● PROVIDED ENTRIES

* * * *

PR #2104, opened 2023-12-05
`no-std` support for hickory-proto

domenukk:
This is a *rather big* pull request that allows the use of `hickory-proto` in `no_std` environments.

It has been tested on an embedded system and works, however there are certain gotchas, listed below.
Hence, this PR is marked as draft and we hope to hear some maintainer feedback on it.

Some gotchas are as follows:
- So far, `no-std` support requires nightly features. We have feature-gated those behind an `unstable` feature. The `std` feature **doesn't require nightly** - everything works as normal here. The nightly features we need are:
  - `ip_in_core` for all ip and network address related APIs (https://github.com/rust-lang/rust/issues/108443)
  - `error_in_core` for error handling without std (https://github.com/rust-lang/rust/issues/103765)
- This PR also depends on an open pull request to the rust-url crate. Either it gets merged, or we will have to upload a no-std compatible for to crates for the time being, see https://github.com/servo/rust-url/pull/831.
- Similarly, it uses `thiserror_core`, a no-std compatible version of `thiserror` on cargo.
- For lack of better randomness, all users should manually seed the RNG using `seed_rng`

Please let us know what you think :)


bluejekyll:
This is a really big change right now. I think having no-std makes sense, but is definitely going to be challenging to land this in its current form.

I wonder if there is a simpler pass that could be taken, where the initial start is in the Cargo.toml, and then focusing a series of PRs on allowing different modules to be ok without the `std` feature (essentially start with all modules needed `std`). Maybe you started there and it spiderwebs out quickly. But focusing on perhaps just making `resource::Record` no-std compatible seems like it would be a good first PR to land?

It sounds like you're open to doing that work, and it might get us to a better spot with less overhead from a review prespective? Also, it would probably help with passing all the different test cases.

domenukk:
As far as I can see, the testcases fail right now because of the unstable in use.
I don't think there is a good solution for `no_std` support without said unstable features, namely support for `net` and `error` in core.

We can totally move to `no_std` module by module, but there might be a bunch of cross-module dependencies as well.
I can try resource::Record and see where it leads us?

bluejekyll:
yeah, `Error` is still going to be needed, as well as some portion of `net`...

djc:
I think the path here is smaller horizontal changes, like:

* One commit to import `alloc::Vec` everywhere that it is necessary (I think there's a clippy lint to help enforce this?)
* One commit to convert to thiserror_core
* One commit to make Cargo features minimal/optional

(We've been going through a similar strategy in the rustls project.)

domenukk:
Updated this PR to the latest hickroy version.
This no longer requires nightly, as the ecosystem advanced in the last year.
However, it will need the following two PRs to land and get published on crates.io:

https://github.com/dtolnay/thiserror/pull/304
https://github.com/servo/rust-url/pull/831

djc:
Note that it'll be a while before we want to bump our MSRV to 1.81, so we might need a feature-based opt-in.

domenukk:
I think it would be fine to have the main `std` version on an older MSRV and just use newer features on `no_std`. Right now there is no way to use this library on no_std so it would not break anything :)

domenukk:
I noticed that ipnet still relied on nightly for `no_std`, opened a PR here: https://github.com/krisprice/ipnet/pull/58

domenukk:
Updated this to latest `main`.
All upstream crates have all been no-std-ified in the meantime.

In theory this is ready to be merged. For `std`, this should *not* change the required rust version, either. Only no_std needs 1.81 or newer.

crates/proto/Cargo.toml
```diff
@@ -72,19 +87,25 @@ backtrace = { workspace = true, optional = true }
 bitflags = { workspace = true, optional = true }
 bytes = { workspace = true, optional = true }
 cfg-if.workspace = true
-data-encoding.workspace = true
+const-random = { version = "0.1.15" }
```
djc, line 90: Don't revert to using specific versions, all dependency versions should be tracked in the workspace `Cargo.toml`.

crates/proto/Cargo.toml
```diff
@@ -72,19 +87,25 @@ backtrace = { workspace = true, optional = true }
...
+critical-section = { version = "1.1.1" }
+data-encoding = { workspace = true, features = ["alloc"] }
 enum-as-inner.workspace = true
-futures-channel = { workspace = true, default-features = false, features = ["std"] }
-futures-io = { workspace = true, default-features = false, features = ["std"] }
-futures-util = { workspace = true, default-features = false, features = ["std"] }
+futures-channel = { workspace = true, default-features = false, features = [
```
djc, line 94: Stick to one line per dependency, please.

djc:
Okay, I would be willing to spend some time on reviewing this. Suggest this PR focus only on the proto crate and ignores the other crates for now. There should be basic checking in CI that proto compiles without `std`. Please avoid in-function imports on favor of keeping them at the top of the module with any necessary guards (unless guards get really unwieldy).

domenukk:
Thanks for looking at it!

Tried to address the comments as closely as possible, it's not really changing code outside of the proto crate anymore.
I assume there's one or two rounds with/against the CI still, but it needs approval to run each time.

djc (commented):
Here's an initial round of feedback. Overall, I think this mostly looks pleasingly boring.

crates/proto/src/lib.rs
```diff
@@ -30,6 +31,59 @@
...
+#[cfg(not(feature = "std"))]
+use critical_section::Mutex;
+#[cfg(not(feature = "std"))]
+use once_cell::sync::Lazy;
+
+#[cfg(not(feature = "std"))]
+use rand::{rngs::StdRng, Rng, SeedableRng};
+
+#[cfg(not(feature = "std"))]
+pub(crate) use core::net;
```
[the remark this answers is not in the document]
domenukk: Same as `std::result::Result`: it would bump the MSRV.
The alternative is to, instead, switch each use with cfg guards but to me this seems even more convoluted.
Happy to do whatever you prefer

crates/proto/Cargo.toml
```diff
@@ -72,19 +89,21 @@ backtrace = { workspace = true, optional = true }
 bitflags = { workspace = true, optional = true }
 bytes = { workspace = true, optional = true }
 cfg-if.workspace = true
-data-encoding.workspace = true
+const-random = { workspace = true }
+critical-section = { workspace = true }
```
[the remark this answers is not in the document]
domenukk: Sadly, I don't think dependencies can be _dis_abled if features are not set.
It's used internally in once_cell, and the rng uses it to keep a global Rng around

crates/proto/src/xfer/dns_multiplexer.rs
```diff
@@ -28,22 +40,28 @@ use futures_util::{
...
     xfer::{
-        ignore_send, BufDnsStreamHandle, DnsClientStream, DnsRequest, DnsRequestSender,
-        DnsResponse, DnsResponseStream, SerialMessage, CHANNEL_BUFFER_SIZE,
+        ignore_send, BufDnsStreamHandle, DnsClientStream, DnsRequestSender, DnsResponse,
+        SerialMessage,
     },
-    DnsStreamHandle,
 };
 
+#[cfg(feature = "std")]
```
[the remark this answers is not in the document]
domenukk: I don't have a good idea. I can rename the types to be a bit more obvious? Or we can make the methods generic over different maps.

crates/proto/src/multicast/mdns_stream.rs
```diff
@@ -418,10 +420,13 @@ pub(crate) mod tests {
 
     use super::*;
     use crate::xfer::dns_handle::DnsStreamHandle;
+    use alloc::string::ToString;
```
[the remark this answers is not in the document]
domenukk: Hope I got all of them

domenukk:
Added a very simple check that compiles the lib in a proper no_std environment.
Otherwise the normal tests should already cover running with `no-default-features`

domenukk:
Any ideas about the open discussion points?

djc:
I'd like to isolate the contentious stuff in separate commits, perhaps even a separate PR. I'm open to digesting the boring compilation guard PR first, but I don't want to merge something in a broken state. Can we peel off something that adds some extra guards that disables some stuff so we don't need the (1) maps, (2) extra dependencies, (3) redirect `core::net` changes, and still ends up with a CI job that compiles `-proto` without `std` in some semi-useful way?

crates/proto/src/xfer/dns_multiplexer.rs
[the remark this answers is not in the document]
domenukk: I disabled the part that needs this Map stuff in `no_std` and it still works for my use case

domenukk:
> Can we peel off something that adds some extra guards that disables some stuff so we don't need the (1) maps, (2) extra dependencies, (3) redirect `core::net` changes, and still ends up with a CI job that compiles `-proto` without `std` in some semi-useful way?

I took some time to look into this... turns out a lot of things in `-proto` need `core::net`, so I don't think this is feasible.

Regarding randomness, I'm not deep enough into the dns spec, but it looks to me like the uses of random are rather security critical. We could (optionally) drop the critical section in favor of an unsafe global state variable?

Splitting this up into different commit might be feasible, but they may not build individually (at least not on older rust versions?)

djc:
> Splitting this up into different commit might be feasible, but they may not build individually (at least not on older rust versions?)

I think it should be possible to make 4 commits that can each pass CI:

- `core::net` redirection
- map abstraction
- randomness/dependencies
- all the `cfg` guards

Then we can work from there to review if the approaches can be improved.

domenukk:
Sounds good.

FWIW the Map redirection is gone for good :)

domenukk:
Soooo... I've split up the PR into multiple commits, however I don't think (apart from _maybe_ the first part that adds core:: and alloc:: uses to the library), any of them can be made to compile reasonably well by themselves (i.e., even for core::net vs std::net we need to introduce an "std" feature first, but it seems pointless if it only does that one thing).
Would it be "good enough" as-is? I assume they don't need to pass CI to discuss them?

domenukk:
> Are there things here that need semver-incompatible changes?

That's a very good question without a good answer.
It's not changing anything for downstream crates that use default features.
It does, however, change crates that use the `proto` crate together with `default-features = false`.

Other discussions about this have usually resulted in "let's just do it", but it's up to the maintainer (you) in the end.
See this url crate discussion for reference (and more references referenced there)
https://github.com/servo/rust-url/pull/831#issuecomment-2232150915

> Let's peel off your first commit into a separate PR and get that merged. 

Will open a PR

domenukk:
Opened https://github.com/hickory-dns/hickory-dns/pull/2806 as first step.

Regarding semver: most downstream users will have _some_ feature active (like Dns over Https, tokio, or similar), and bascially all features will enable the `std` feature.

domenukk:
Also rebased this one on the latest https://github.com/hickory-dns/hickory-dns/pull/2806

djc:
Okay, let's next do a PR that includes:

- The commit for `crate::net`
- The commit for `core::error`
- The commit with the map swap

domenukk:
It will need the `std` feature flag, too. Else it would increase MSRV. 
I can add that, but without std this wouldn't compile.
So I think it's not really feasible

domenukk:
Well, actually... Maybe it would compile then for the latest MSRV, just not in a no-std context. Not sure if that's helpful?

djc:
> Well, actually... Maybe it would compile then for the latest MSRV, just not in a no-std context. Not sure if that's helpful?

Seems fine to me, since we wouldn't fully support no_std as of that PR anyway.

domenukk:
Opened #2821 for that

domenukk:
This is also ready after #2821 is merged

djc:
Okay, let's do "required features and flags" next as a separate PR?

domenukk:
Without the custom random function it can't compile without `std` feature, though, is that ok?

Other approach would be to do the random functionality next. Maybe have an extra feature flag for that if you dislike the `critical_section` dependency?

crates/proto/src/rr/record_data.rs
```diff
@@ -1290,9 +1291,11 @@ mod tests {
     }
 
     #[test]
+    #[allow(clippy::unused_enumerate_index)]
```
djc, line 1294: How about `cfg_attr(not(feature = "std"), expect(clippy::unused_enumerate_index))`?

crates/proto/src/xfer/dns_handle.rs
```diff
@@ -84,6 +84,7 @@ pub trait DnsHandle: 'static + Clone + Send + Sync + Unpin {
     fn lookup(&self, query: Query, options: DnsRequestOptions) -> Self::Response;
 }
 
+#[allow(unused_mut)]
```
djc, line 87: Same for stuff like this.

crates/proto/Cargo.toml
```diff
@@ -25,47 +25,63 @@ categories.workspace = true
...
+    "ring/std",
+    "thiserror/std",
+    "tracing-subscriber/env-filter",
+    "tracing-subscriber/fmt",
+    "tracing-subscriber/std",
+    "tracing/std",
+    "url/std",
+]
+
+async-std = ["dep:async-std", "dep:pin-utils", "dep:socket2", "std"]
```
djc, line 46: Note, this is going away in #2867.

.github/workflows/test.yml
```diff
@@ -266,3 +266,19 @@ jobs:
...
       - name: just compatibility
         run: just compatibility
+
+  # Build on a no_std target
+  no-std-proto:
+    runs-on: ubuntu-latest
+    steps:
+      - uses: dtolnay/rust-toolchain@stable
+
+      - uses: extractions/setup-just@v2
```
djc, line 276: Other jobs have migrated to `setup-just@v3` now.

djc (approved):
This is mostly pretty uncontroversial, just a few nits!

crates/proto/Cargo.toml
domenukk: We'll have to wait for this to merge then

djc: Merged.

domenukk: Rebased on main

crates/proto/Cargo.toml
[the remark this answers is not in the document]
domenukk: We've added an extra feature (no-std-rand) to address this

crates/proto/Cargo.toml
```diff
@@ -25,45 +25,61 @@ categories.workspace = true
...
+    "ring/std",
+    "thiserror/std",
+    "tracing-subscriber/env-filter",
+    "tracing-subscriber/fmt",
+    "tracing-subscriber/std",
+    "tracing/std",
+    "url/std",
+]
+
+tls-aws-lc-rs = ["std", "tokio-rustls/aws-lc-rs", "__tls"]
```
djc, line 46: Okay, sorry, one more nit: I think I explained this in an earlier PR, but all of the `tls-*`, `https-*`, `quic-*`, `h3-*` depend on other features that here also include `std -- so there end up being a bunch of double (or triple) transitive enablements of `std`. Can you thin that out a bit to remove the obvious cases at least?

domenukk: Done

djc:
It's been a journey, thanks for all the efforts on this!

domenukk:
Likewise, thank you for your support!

* * * *

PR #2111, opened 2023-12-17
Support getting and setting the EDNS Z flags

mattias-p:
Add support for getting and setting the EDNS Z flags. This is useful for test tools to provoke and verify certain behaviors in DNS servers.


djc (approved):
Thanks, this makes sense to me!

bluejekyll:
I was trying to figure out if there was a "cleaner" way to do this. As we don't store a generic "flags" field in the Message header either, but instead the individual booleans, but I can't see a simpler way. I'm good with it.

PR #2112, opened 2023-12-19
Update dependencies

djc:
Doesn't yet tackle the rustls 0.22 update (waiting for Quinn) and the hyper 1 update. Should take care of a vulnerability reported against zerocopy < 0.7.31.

* * * *

● PROBLEM STATEMENT
Every line above from the line with "So I think it's not really feasible" to the line with "Other approach would" is wanted, ends included; write them out exactly and add no other line.

● OUTPUT BELOW
So I think it's not really feasible

domenukk:
Well, actually... Maybe it would compile then for the latest MSRV, just not in a no-std context. Not sure if that's helpful?

djc:
> Well, actually... Maybe it would compile then for the latest MSRV, just not in a no-std context. Not sure if that's helpful?

Seems fine to me, since we wouldn't fully support no_std as of that PR anyway.

domenukk:
Opened #2821 for that

domenukk:
This is also ready after #2821 is merged

djc:
Okay, let's do "required features and flags" next as a separate PR?

domenukk:
Without the custom random function it can't compile without `std` feature, though, is that ok?

Other approach would be to do the random functionality next. Maybe have an extra feature flag for that if you dislike the `critical_section` dependency?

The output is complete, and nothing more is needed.